Matrices are also known as multidimensional arrays. The dimension of a matrix is m-by-n, where m is the number of rows and n is the number of columns.

When either m or n is 1, we get a vector. So a vector is a special case of a matrix. And because of this, we have to define…

Row and column vectors

It’s easier to just show you how they look like.

A row vector is a matrix where the number of rows is 1. A column vector is a matrix where the number of columns is 1. While we’re at it, a scalar can be thought of as a matrix where the number of rows and columns are both 1.

For our purposes of working towards 3D programming, we’ll be focusing on the column vector. It doesn’t matter which one we use when coding, but in terms of notation, we’ll be using column vectors. You will see why later on.

Matrix entries

Individual entries are referred to with the notation A[i,j] (or a_i,j) where A is the matrix, i is the i-th row and j is the j-th column. Typically, we have
1 <= i <= m and 1 <= j <= n, where m is the number of rows and n is the number of columns.

Take note, because you'll be using them in code. So know how your programming language does indices of arrays. If your language starts with the 0-th element, make sure to shift positions by one less. Then you have
0 <= i <= m-1 and 0 <= j <= n-1.

The 0 index has tripped many a programmer, so be careful.

Square matrices

This is a special case where both the number of rows and number of columns are equal. For example, a 3 by 3 matrix, or a 4 by 4 matrix.

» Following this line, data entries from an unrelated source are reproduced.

PR #112, opened 2020-10-19
Introduce recv.UdpIbvConfig

bmerry:
To mirror the send.UdpIbvConfig class, introduce one for the receive path. The previous API is marked deprecated but retained. Since there was a lot of commonality between the two UdpIbvConfig classes, a base class is introduced in common_ibv.cpp.

There are some other odds and ends mixed in here:
- Remove the _PybindStr alias from the .pyi files; it was really there to support Python 2.
- Bring back UdpIbvStream.DEFAULT_* constants as (deprecated) aliases for the constants in send.UdpIbvConfig.


include/spead2/common_ibv.h
```diff
@@ -405,6 +405,145 @@ class ibv_rwq_ind_table_t : public std::unique_ptr<ibv_rwq_ind_table, detail::ib
...
+public:
+    /// Get the configured endpoints
+    const std::vector<boost::asio::ip::udp::endpoint> &get_endpoints() const { return endpoints; }
+    /**
+     * Set the endpoints (replacing any previous).
+     *
+     * @throws std::invalid_argument if any element of @a endpoints is invalid.
+     */
+    Derived &set_endpoints(const std::vector<boost::asio::ip::udp::endpoint> &endpoints);
+    /**
```
gcallanan, line 435: Should there be a new line between `Derived &set_endpoints(const std::vector<boost::asio::ip::udp::endpoint> &endpoints);` and the block comment that follows? Or are you grouping `set_endpoint() and add_endpoint()` together?

bmerry: I'm grouping related functions together.

include/spead2/common_ibv.h
```diff
@@ -405,6 +405,145 @@ class ibv_rwq_ind_table_t : public std::unique_ptr<ibv_rwq_ind_table, detail::ib
 /// Construct a table with a single entry
 ibv_rwq_ind_table_t create_rwq_ind_table(const rdma_cm_id_t &cm_id, const ibv_wq_t &wq);
 
+namespace detail
+{
+
+/**
+ * Base for @ref spead2::recv::udp_ibv_config and @ref spead2::send::udp_ibv_config.
+ * It uses the curiously recursive template pattern to avoid being
+ * polymorphic (and to allow the return type of setters to be the derived class).
```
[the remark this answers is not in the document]
bmerry: I've updated the comment.

gcallanan (approved):

PR #120, opened 2020-10-20
Avoid running arena initialisation on the hot path

bmerry:
Profiling revealed that glibc initialises an arena the first time
dynamic allocation is one in a thread, and that this was happening when
the first packet arrived. To avoid that, do a dummy initialisation as
soon as the worker thread starts.

### DIFF
--- a/src/common_thread_pool.cpp
+++ b/src/common_thread_pool.cpp
@@ -37,6 +37,13 @@ static void run_io_service(boost::asio::io_service &io_service)
 {
     try
     {
+        /* Glibc's memory allocator seems to do some initialisation the
+         * first time a thread does a dynamic allocation. To avoid that
+         * occurring in a real-time situation, do a dummy allocation now to
+         * initialise it.
+         */
+        int *dummy = new int;
+        delete dummy;
         io_service.run();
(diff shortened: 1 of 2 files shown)


src/common_thread_pool.cpp
```diff
@@ -37,6 +37,13 @@ static void run_io_service(boost::asio::io_service &io_service)
 {
     try
     {
+        /* Glibc's memory allocator seems to do some initialisation the
+         * first time a thread does a dynamic allocation. To avoid that
+         * occurring in a real-time situation, do a dummy allocation now to
+         * initialise it.
+         */
+        int *dummy = new int;
+        delete dummy;
```
gcallanan, line 46: Does this have a noticeable impact on performance? Perhaps it reduces those initial few packet drops that were observed?

bmerry: I suspect it probably makes very little difference - early drops are more likely due to power management and/or the switch sorting out its multicast routing. I only noticed it because I decided to check where page faults were occurring and this was responsible for one page fault.

gcallanan (approved):

PR #128, opened 2020-10-29
Support interleaving packets from multiple heaps

bmerry:


bmerry:
@gcallanan I've done some cleanup on the commit history, so that reading the individual commits will make sense. I'd start with the end-user documentation commit (one of the last ones) first to understand the interface to the feature.

include/spead2/send_stream.h
```diff
@@ -199,7 +224,133 @@ class stream
...
+        for (Iterator it = first; it != last; ++it)
+        {
+            const heap &h = get_heap(*it);
+            s_item_pointer_t cnt = get_heap_cnt(*it);
+            std::size_t substream_index = get_heap_substream_index(*it);
+            if (substream_index >= num_substreams)
+            {
+                unwind.abort();
+                lock.unlock();
+                log_warning("async_send_heap: dropping heap because substream index is out of range");
```
gcallanan, line 289: Must this not now read "async_send_heaps" instead of "async_send_heap"?

This applies to a number of log_warning() calls in this file.

src/send_stream.cpp
```diff
@@ -141,53 +104,9 @@ bool stream::async_send_heap(const heap &h, completion_handler handler,
                              s_item_pointer_t cnt,
                              std::size_t substream_index)
```
gcallanan, line 105: So async_send_heap() now just wraps a call to async_send_heaps() essentially?

src/py_send.cpp
```diff
@@ -146,12 +146,32 @@ class stream_wrapper : public Base
         else
             return state->bytes_transferred;
     }
+
+    /// Sends multiple heaps synchronously
+    item_pointer_t send_heaps(const std::vector<heap_reference> &heaps, group_mode mode)
+    {
+        // See comments in send_heap
+        auto state = std::make_shared<callback_state>();
+        Base::async_send_heaps(
```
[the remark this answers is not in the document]
bmerry: The Python API has been a synchronous and an asynchronous interface. You probably aren't going to get top performance out of the synchronous interface, but it's much easier to use. For example, I think the CMC uses it. This is just extending the synchronous send_heap function to the plural.

include/spead2/send_stream.h
```diff
@@ -43,98 +48,116 @@ namespace spead2
...
-    /// Get rate-limiting method
-    rate_method get_rate_method() const { return method; }
-
-    /// Get product of rate and burst_rate_ratio
-    double get_burst_rate() const;
-
-    stream_config();
+    const send::heap &heap;
+    s_item_pointer_t cnt;
+    std::size_t substream_index;
```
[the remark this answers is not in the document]
bmerry: The heap counter (SPEAD item 0x0001).

include/spead2/send_stream.h
bmerry: This code is shared between the two. I can change it to `async_send_heap(s)`?

src/send_stream.cpp
bmerry: Essentially yes, except that because it uses `null_unwinder` instead of `unwinder` it gets to bypass some bits of code that are only needed when dealing with more than one heap.

include/spead2/send_stream.h
gcallanan: async_send_heap(s) may lead to less confusion, but that may just be personal preference. So whichever you prefer.

bmerry: I agree, async_send_heap(s) is better - I've implemented it. I also thought about trying to pass in the appropriate name as a parameter to the function, but this is a very performance-critical function so I didn't want to add any overheads.

gcallanan (approved):

PR #130, opened 2020-11-10
Improve send performance by eliminating a memory allocation

bmerry:
Instead of packet_generator::next_packet allocate memory to store data that it can't reference in place (the SPEAD header and item pointers), require the caller to provide memory for this. The caller can allocate memory for each packet in flight and recycle it.

A bonus benefit is that for the ibv sender, the packet generator will write the SPEAD header and item pointers directly into the payload area where it is needed, avoiding the need to copy it.

This improves send performance with 1KB packets roughly from 64 -> 86 Gb/s.

### DIFF
--- a/include/spead2/send_packet.h
+++ b/include/spead2/send_packet.h
@@ -81,8 +81,20 @@ private:
 public:
     packet_generator(const heap &h, item_pointer_t cnt, std::size_t max_packet_size);
 
+    std::size_t get_max_packet_size() const;
+
     bool has_next_packet() const;
-    packet next_packet();
+    /**
+     * Create a packet ready for sending on the network. The caller must
+     * provide space for storing data, of size at least the @a max_packet_size
+     * passed to the constructor, and with at least item_pointer_t alignment.
+     * The returned buffer sequence may contain a mix of pointers to the
+     * original heap and pointers within the scratch area.
+     *
+     * If there are no more packets to send for the heap, an empty list is
+     * returned.
+     */
+    std::vector<boost::asio::const_buffer> next_packet(std::uint8_t *scratch);
 };
 
 } // namespace send
--- a/include/spead2/send_packet.h
+++ b/include/spead2/send_packet.h
@@ -35,24 +35,6 @@ namespace send
 
 class heap;
 
-/**
- * A packet ready for sending on the network. It contains some internally
- * held data, and const buffer sequence that contains a mix of pointers to
- * the internal data and pointers to the heap's items.
- *
- * If @a buffers is empty, it indicates the end of the heap.
- *
- * @todo Investigate whether number of new calls could be reduced by using
- * a pool for the case of packets with no item pointers other than the
- * per-packet ones; or by having the caller of the packet_generator provide
- * storage.
- */
-struct packet
-{
-    std::unique_ptr<std::uint8_t[]> data;
-    std::vector<boost::asio::const_buffer> buffers;
-};
-
 class packet_generator
 {
 private:
--- a/include/spead2/send_packet.h
+++ b/include/spead2/send_packet.h
@@ -42,36 +42,49 @@ private:
     static constexpr std::size_t prefix_size = 8 + 4 * sizeof(item_pointer_t);
 
     const heap &h;
-    item_pointer_t cnt;
-    std::size_t max_packet_size;
-    std::size_t max_item_pointers_per_packet;
+    const item_pointer_t cnt;
+    const std::size_t max_packet_size;
+    const std::size_t max_item_pointers_per_packet;
 
+    /// @name Item pointer generation
+    /// @{
     /// Next item pointer to send
     std::size_t next_item_pointer = 0;
+    /// Address at which payload for the next item will be found
+    std::size_t next_address = 0;
+    /// @}
+
+    /// @name Payload generation
+    /// @{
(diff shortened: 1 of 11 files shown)


src/send_udp.cpp
```diff
@@ -43,9 +43,15 @@ class udp_writer : public writer
 #if SPEAD2_USE_SENDMMSG
     struct mmsghdr msgvec[max_batch];
     std::vector<struct iovec> msg_iov;
-    transmit_packet packets[max_batch];
+    struct
+    {
+        transmit_packet packet;
+        std::unique_ptr<std::uint8_t[]> scratch;
+    } packets[max_batch];
```
gcallanan, line 50: It almost seems like in this case scratch should be a parameter within the packet object. I imagine its kept separate because transmit packet is really only applicable when SPEAD2_USE_SENDMMSG is defined?

src/send_tcp.cpp
```diff
@@ -159,7 +161,8 @@ tcp_writer::tcp_writer(
     socket(make_socket(get_io_service(), endpoints, buffer_size, interface_address)),
     pre_connected(false),
     endpoint(endpoints[0]),
-    connect_handler(std::move(connect_handler))
+    connect_handler(std::move(connect_handler)),
+    scratch(new std::uint8_t[config.get_max_packet_size()])
```
gcallanan, line 165: So if I understand this correctly, enough scratch space is allocated for a single header? So basically only a single packet can be under construction or being transmitted in the tcp case? I cant quite recall how the TCP case works. Can multiple packets be queued up at any one time?

src/send_inproc.cpp
```diff
@@ -32,21 +32,22 @@ namespace send
...
-    boost::asio::buffer_copy(buffer, in.buffers);
+    boost::asio::buffer_copy(buffer, in);
     return out;
 }
 
 class inproc_writer : public writer
 {
 private:
     std::vector<std::shared_ptr<inproc_queue>> queues;
+    std::unique_ptr<std::uint8_t[]> scratch;   ///< Scratch space for constructing packets
```
gcallanan, line 50: Maybe this should read: "For storing the packet header"? Constructing packets seems to imply the whole packet goes here. This would apply to all the different writes floating around with this comment.

gcallanan (commented):
I have left a few comments. 

I am a bit confused as to the function of the scratch patch. I have internally assigned it the roll of storing packet header information, but that only makes sense in the ibverbs case. Does the scratch patch just store a whole packet in most cases?

When I am clear on this,  I will look at it again so see if it makes sense to me.

bmerry:
> I am a bit confused as to the function of the scratch patch. I have internally assigned it the roll of storing packet header information, but that only makes sense in the ibverbs case. Does the scratch patch just store a whole packet in most cases?

It's for anything that the packet generator needs to synthesize rather than being able to point at in existing memory. There are three things that can go in there:
- the SPEAD header (8 bytes)
- the item pointers
- dummy payload, if there isn't any real payload and we have to make some up so that each packet has a different payload offset (rare).
I'm not sure how best to summarise that in a few words for comments.

Having the packet generator return a gather list rather than putting all the packet data into contiguous memory is useful beyond just the ibverbs and sendmmsg cases. For standard boost::asio socket networking one can pass a gather list, which underneath will call sendmsg and the gathering will be done as part of the user→kernel copy.

include/spead2/send_packet.h
```diff
@@ -35,54 +35,61 @@ namespace send
...
- * per-packet ones; or by having the caller of the packet_generator provide
- * storage.
- */
-struct packet
-{
-    std::unique_ptr<std::uint8_t[]> data;
-    std::vector<boost::asio::const_buffer> buffers;
-};
-
 class packet_generator
```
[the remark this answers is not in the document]
bmerry: > Should there be comment describing what this class does?

Probably, but I think beyond the scope of this PR.

include/spead2/send_packet.h
```diff
@@ -35,54 +35,61 @@ namespace send
...
+    std::size_t get_max_packet_size() const;
+
     bool has_next_packet() const;
-    packet next_packet();
+    /**
+     * Create a packet ready for sending on the network. The caller must
+     * provide space for storing data, of size at least
+     * @ref get_max_packet_size, and with at least @c item_pointer_t alignment.
+     * The first element of the returned buffer sequence will reference a
+     * prefix of @a scratch, while the remaining elements will reference to the
```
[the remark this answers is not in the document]
bmerry: I mean prefix in the sense of a contiguous range that starts with the first byte.

L2-4 headers aren't part of `scratch` - they're outside the scope of the packet generator, which just deals with L4 content.

src/send_tcp.cpp
bmerry: The TCP code currently only works on one packet at a time, which is why there only needs to be one scratch area for the whole class, whereas the UDP sender with sendmmsg has multiple.

src/send_udp.cpp
bmerry: Keeping it separate allows each writer class to decide on the memory management e.g. here there is a separate call to `new` for each packet, but the ibv sender just has a single verbs memory region and chops it up into space for each packet.

gcallanan (approved):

In a stroke of coincidence, we will also be focusing on 3 by 3 and 4 by 4 matrices. Hint: It’s because we’re working in 3D.

Identity matrix

In math, there is a number such that when you multiply anything by it, you get back the same thing. It’s the number 1. For example, 8 * 1 = 1 * 8 = 8.

We have the same concept for matrices. There is a matrix such that when you multiply any matrix by it, you get the same original matrix back. It’s called the identity matrix, typically denoted by an uppercase “I”.

We’ll look at matrix operations soon.

Zero matrix

You know that multiplication unity described above when defining the identity matrix? Guess what, there’s a number such that when you add anything to it, you get back the same thing. It’s the number 0. For example, 8 + 0 = 0 + 8 = 8.

Similarly, we have the zero matrix. It’s simply a matrix with zeroes in all its entries. It’s denoted by a big gigantic 0. Probably not quite useful to you, but nevertheless, you now know something more.

Symmetrical matrices

Symmetrical matrices are symmetrical about the diagonal. Where’s the diagonal? Look at this:

For a 3 by 3 matrix with values:
a b c
d e f
g h i

Entries a, e and i form the diagonal. Notation wise, A[i,i] are the diagonal entries.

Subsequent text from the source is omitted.